Backtime Videos, Fiction Forever

zombie-tv backtimeBacktime is now

In developing my fictional universe for my writing I’ve made extensive timelines stretching into the future. From the future’s perspective I’ve named the era we are in now “backtime”.

What to watch on a generation ship.

Backtime is a term within my fiction for the time before virtual reality was an everyday experience.

Paul Muni in Scarface 1932, public domainA pinstriped gangster fan.

Artim Drakkin, a main character in my just published book, loves the mobster genre.

With such a small population he knows no peers that share his interest, but this isn’t strange considering the wealth of choices.

The crew is around a thousand, but a thousand of all ages.

Maybe a hundred are near enough in age that Artim would consider them peers. Less than half of those sample backtime media regularly, and with over a century of material, they each could find their own separate genre.

Western, mafia, zombies, vampires, pirates, are all things he’s seen interest in.

How fast does an isolated culture change?

Commentators have suggested after hearing my book’s setting that the small ship society would change a great deal after just a few generations.

I have thought a lot about this in developing my book. Social engineers working on the generation ship project did everything they could think of to set up a system that would support a maintenance of their familiar culture.

In the background, generation after generations sharing the same backtime vid library ensures bonds.

Netflix is my son’s Saturday morning cartoons

In a lot of ways I have more pop culture connections with my five-year-old son than I do with people in their twenties, because of the new accessibility to old media and the rebooting of hits like Transformers.

I imagine a hundred years from now Dragon Ball Z, Legos, and Batman will all still be relevant, our new Olympus gods and fountain for eternal mythology.

Stories need to be relatable.

It is a conscious choice for my fiction to have pop culture familiar to readers existing seven and eight hundred years in the future.

It is a stretch, but one that should be familiar to any sci-fi writer. I don’t have human looking aliens that speak English, but I do have characters that have watched Game of Thrones.

What to watch?

My son and I are both willing to watch videos until pain and discomfort  distracts. He has not been introduced to video gaming, but I suspect he will follow in my footsteps and stare at a screen for a dozen hours as if it is as necessary as air or water. So too will he stay up all night watching the whole season of a Netflix original show.

In a place where we don’t have to work and have several times the library of entertainment we do now, I would worry about our motivation.

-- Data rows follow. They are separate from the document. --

PR #2940, opened 2016-10-31
Add handling of starting workspace errors

vinokurig:
### What does this PR do?
Handle exceptions when making `workspaceServiceClient.startById()` request.

### Previous behavior
If ,for example, user's RAM limit is exceeded or started workspaces number limit is exceeded, no error will be showed in IDE when starting workspace.

@vparfonov please review


vitaliy-guliy:
LGTM

vparfonov (approved):

PR #2946, opened 2016-10-31
CHE-2883 Git importer - convertToTopLevelProject feature

### LINKED ISSUE #2883: Samples configuration improvements
Usually if some vendor wants to provide set of samples they put them in single repository
like 
- https://github.com/artik-iot/artik-sdk-examples
- https://github.com/platformio/platformio-examples 

Our samples configuration provide ability to configure to clone individual modules with `keepDir` parameter. But usability of this is pretty low.

 First of all we see all subset of directories of upper level. Second  - only root become a project. What is quite unusable. 
I'm proposing to add one more parameter `convertToTopLevelProject` that is `false` by default and activated only if  `keepDir` is not empty and `keepVcs` is false. If it's configured to `true` project will be moved to upper level and converted to project. We need to have `keepVcs=false` because we need to do some adjustments in source tree and after that it's not possible to do any operation with git and I think it's ok, it will be used for demo purposes in most cases.

skabashnyuk:
### What does this PR do?
Fixes #2883
Allow to configure git importer to convert subdirectory
cloned during sparce checkout to top level project.

Parameter name - convertToTopLevelProject.
This parameter working if keepDir is not empty and keepVcs=false

### DIFF
--- a/wsagent/che-core-api-git/src/main/java/org/eclipse/che/api/git/GitProjectImporter.java
+++ b/wsagent/che-core-api-git/src/main/java/org/eclipse/che/api/git/GitProjectImporter.java
@@ -10,6 +10,7 @@
  *******************************************************************************/
 package org.eclipse.che.api.git;
 
+import com.google.common.base.Strings;
 import com.google.inject.Inject;
 import com.google.inject.Singleton;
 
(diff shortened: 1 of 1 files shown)


vparfonov (approved):

benoitf:
if this feature is only implemented by git provider, should property name be prefixed by git ?
Also it looks strange that we need to forgot git metadata. I think that if the goal is to see a folder as a top level project in the IDE, then it should be fixed on UI / model, not as part of the importer.

As when working on a local computer, I first clone project locally, then I can choose which folder to import as root project (and not forgetting git metadata) so it should be the same there. For me it looks like a hack/workaround.

skabashnyuk:
> if this feature is only implemented by git provider, should property name be prefixed by git ?

I think no. Potentially it can be extend to other VCS providers.

> Also it looks strange that at we need to forgot git metadata. I think that if the goal is to see a >folder as a top level project in the IDE, then it should be fixed on UI / model, not as part of the >importer.

Right now our UI does not provide functionality that you describe.

PR #2953, opened 2016-11-01
Rework Tck tests to use TckListener instead of TckModuleFactory

sleshchenko:
### What does this PR do?
Rework Tck tests to use TckListener instead of TckModuleFactory

-

### Previous behavior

Backtime videos could fill the time of any bored character. I did not spend much time in my book talking about what the character’s watched for entertainment.

I worried it would be a distraction to the story of Destiny’s Hand, but perhaps it will be a focus of another tale.

It could be fun to write a short story focused on what interesting characters choose to consume with their eyes, but it would suffer from needing to connect with readers via contemporary shows. As tempting as that is, it would be too much of a stretch to ignore all the backtime that happens after 2014.

My backtime

I am working on a short story about the boy who cried wolf, but with a virtual reality twist.

Reading fables and sharing in their knowing is akin to what these future fictional characters do with backtime vids.